Dinna mengkritik desain kelembagaan Dewan Perdamaian yang diumumkan oleh Trump di berbagai forum internasional. Ia menilai bahwa terdapat kecenderungan Trump bertindak impulsif, sementara transparansi tentang cara kerja dan mekanisme pengambilan keputusan di forum tersebut belum sepenuhnya disampaikan ke publik.

Selain itu, hingga saat ini belum ada penjelasan yang benar-benar utuh mengenai bagaimana keputusan strategis akan diambil, siapa yang memiliki pengaruh paling besar, dan sejauh mana negara anggota dapat bersuara secara setara. Kondisi ini menimbulkan tanda tanya besar bagi negara-negara yang memilih bergabung, termasuk Indonesia.

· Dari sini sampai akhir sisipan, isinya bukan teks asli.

PR #2564, opened 2026-07-14
feat(network): Add internet reachability support

sc-nick:
## Description
Extends `@capacitor/network` with actual internet reachability information while preserving the existing connection detection behavior and API structure.

This plugin now reports whether the internet is actually reachable, allowing applications to distinguish between being connected to a network and having a real internet access.

### Changes
- Adds `internetReachable` to indicate whether internet access is available
- Adds `state` with the following values:
  - `offline`: no network connection
  - `online`: connected with internet access
  - `limited`: connected to a network without internet access
- Keeps the existing `connected` and `connectionType` fields unchanged
- Keeps the existing `getStatus()` method and `networkStatusChange` event

### Platform implementation
- **iOS:** keeps the existing `Reachability` connection monitoring and adds HTTP probs to verify internet access
- **Android:** uses `NET_CAPABILITY_VALIDATED` to determine whether the active network has internet access

### Example payload
`{
      "connected": true,
      "connectionType": "wifi",
      "internetReachable": false,
      "state": "limited" }`

## Change Type
- [ ] Fix
- [x] Feature
- [ ] Refactor
- [ ] Breaking Change
- [ ] Documentation

## Rationale / Problems Fixed
The `@capacitor/network` plugin currently doesn't report whether internet access is actually available. As a result application using the plugin may incorrectly assume that online operations can succeed whenever a network connection is available.

## Platforms Affected
- [x] Android
- [x] iOS
- [ ] Web

### DIFF
--- a/network/android/src/main/java/com/capacitorjs/plugins/network/Network.java
+++ b/network/android/src/main/java/com/capacitorjs/plugins/network/Network.java
@@ -77,9 +77,10 @@ public class Network {
             android.net.Network activeNetwork = this.connectivityManager.getActiveNetwork();
             NetworkCapabilities capabilities = this.connectivityManager.getNetworkCapabilities(this.connectivityManager.getActiveNetwork());
             if (activeNetwork != null && capabilities != null) {
-                networkStatus.connected =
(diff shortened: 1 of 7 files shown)


sc-nick:
@alexgerardojacinto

Absensi Palestina dalam Desain Awal Forum

Dinna juga mengingatkan kembali diskusi lama terkait resolusi Dewan Keamanan PBB yang memberi mandat pembentukan Dewan Perdamaian. Dalam konteks itu, kritik terbesar yang muncul adalah absennya Palestina dari desain awal forum tersebut. Padahal, isu utama yang dibicarakan justru menyangkut masa depan Palestina.

“Kita lihat di situ satu kritik besarnya adalah Palestina tidak ada di sana,” kata Dinna.

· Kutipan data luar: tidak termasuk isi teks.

Issue #1384, opened 2023-01-22
LocalNotification set autoCancel false is not working


ysneo:
### Plugin(s)

 "@capacitor/local-notifications": "^4.1.4",

### Capacitor Version

```
v4
```

### Current Behavior

LocalNotification set autoCancel false is not working
      autoCancel: false,

### Expected Behavior

**autoCancel set to false**

### Code Reproduction

  autoCancel: false,  this property is not woring; when click notification, still disappear

### Other Technical Details

no

### Additional Context

no

Ionitron:
This issue may need more information before it can be addressed. In particular, it will need a reliable Code Reproduction that demonstrates the issue.

Please see the Contributing Guide for [how to create a Code Reproduction](https://github.com/ionic-team/capacitor/blob/HEAD/CONTRIBUTING.md#creating-a-code-reproduction).

Thanks!
Ionitron 💙

Ionitron:
It looks like this issue didn't get the information it needed, so I'll close it for now. If I made a mistake, sorry! I am just a bot.

Have a great day!
Ionitron 💙

PR #2568, opened 2026-07-20
fix(local-notifications): honor autoCancel when a notification is tapped

begezavr2:
Closes https://github.com/ionic-team/capacitor-local-notifications/issues/10

## What

On Android, `handleNotificationActionPerformed` dismissed the tapped notification unconditionally via `dismissVisibleNotification(notificationId)`, which made `autoCancel: false` a no-op on the tap path — the notification disappeared from the shade on every tap regardless of the flag (the builder's `setAutoCancel(false)` never got a chance to matter, since the plugin issues its own explicit `NotificationManager.cancel()`).

## How

Read `autoCancel` from the notification payload the tap intent already carries (`NOTIFICATION_OBJ_INTENT_KEY`) and only call `dismissVisibleNotification` when it is `true`. The default stays `true` (also when the payload is absent or unparseable), so behavior is unchanged for every caller that didn't explicitly set `autoCancel: false`.

## Testing

Manually on a physical device (Android 14, Capacitor 8.4.2):

- `schedule({ notifications: [{ id, title, body, autoCancel: false }] })` → tap → app opens, notification stays in the shade.
- Same without `autoCancel` and with `autoCancel: true` → tap → notification is dismissed (unchanged behavior).
- Re-scheduling with the same `id` still replaces the delivered notification in place.

## Context

Fixes the behavior reported in ionic-team/capacitor-plugins#1384 (closed by the bot for lack of reproduction, locked; the code path is unchanged since then).

### DIFF
--- a/local-notifications/android/src/main/java/com/capacitorjs/plugins/localnotifications/LocalNotificationManager.java
+++ b/local-notifications/android/src/main/java/com/capacitorjs/plugins/localnotifications/LocalNotificationManager.java
@@ -83,8 +83,6 @@ public class LocalNotificationManager {
         }
         String menuAction = data.getStringExtra(LocalNotificationManager.ACTION_INTENT_KEY);
 
-        dismissVisibleNotification(notificationId);
-
         dataJson.put("actionId", menuAction);
         JSONObject request = null;
         try {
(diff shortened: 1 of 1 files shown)


OS-pedrogustavobilro:
Hey @begezavr2, thanks for the PR!

Some time after this PR was opened, the local-notifications Capacitor Plugin has since been moved to its own GitHub repository https://github.com/ionic-team/capacitor-local-notifications. Therefore we are no longer accepting PRs in this repo for that plugin, and will be closing PR.

We ask you to:

1. Check if the issue you are trying to fix has been addressed in the latest plugin version. If so, https://github.com/ionic-team/capacitor-local-notifications/issues/10 can be closed.
2. If it hasn't been fixed, can you open a similar PR to that repository instead? Keep in mind the new repository uses Kotlin for Android code, so you'll need to do some tweaks; unfortunately won't be a straight copy-paste from this PR.

We appreciate your contribution, and apologize for any inconvenience caused.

Ia mencontohkan situasi simbolik yang terjadi ketika Dewan Perdamaian diumumkan di sela World Economic Forum di Davos, Swiss pada Kamis (22/1/2026). Pada saat yang sama, Otoritas Palestina justru memilih melakukan kunjungan ke Rusia untuk bertemu Presiden Vladimir Putin.

Bagi Dinna, ini menunjukkan paradoks serius yaitu konsep solusi dua negara (two-state solution) dibicarakan, tetapi Palestina sendiri tidak dilibatkan.

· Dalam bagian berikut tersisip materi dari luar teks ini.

PR #160, opened 2020-09-30
Add more Vec/slice-like methods to maps and sets

cuviper:
```rust
impl<K, V, S> IndexMap<K, V, S> {
    pub fn truncate(&mut self, len: usize);
    pub fn split_off(&mut self, at: usize) -> Self where S: Clone;
    pub fn first(&self) -> Option<(&K, &V)>;
    pub fn first_mut(&mut self) -> Option<(&mut K, &mut V)>;
    pub fn last(&self) -> Option<(&K, &V)>;
    pub fn last_mut(&mut self) -> Option<(&mut K, &mut V)>;
    pub fn swap_indices(&mut self, a: usize, b: usize);
}

impl<T, S> IndexSet<T, S> {
    pub fn truncate(&mut self, len: usize);
    pub fn split_off(&mut self, at: usize) -> Self where S: Clone;
    pub fn first(&self) -> Option<&T>;
    pub fn last(&self) -> Option<&T>;
    pub fn swap_indices(&mut self, a: usize, b: usize);
}
```

I would prefer `&K` instead of `&mut K` in `IndexMap::first_mut` and
`last_mut`, but this is consistent with the existing `get_index_mut`.

### DIFF
--- a/src/map.rs
+++ b/src/map.rs
@@ -252,6 +252,13 @@ impl<K, V, S> IndexMap<K, V, S> {
         self.core.clear();
     }
 
+    /// Shortens the map, keeping the first `len` elements and dropping the rest.
+    ///
+    /// If `len` is greater than the map's current length, this has no effect.
+    pub fn truncate(&mut self, len: usize) {
+        self.core.truncate(len);
+    }
+
     /// Clears the `IndexMap` in the given index range, returning those
     /// key-value pairs as a drain iterator.
     ///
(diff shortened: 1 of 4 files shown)


bluss:
`get_index_mut` seems to be an oversight. Mutable key access is supposedly hidden away in the trait `MutableKeys` and I think it seems ok to continue that.

src/map.rs
```diff
@@ -693,6 +717,22 @@ impl<K, V, S> IndexMap<K, V, S> {
         self.as_entries_mut().get_mut(index).map(Bucket::muts)
     }
 
+    pub fn first(&self) -> Option<(&K, &V)> {
+        self.as_entries().first().map(Bucket::refs)
+    }
+
+    pub fn first_mut(&mut self) -> Option<(&mut K, &mut V)> {
```
bluss, line 724: If you agree I'd do &K here, that's the initial interface we were going for in this crate (while still allowing opt-in access to mutable keys with the trait).

bluss (approved):
Comment about &K applies

bluss (changes requested):
I guess I technically can't approve while there are still methods without doc comment, but I like the idea.

cuviper:
OK, I added more docs for the public methods.

At some point we should probably go for `#![deny(missing_docs)]`, because there are a lot more missing, but I don't want to force that into this PR.

cuviper:
Oh, I switched to `&K` too -- force-pushed to split up that commit.

bluss (approved):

Potensi dan Pertanyaan untuk Indonesia

Di satu sisi, Dinna melihat potensi positif dari keputusan Indonesia bergabung. Kehadiran Indonesia semestinya bisa dimanfaatkan untuk berdiri tegak menyuarakan kepentingan Palestina yang belum diajak bicara secara langsung dalam forum tersebut.

Namun di sisi lain, ia mempertanyakan kesiapan Indonesia untuk memainkan peran itu. Apakah Indonesia benar-benar mampu bersikap tegas di tengah dominasi negara besar? Apakah ada strategi yang disiapkan agar Indonesia tidak sekadar hadir secara simbolik?

“Itu yang saya pertanyakan. Apakah bisa Indonesia tegak berdiri di situ? Apa yang harus kita siapkan?” ujarnya.

Tanggung Jawab Masyarakat Sipil

Dinna menekankan bahwa kritik yang ia sampaikan bukan ditujukan untuk melemahkan presiden atau pemerintah. Justru sebaliknya, ia memandang publik, akademisi, dan masyarakat sipil memiliki tanggung jawab untuk ikut menjaga agar langkah-langkah diplomasi presiden berada di jalur yang benar.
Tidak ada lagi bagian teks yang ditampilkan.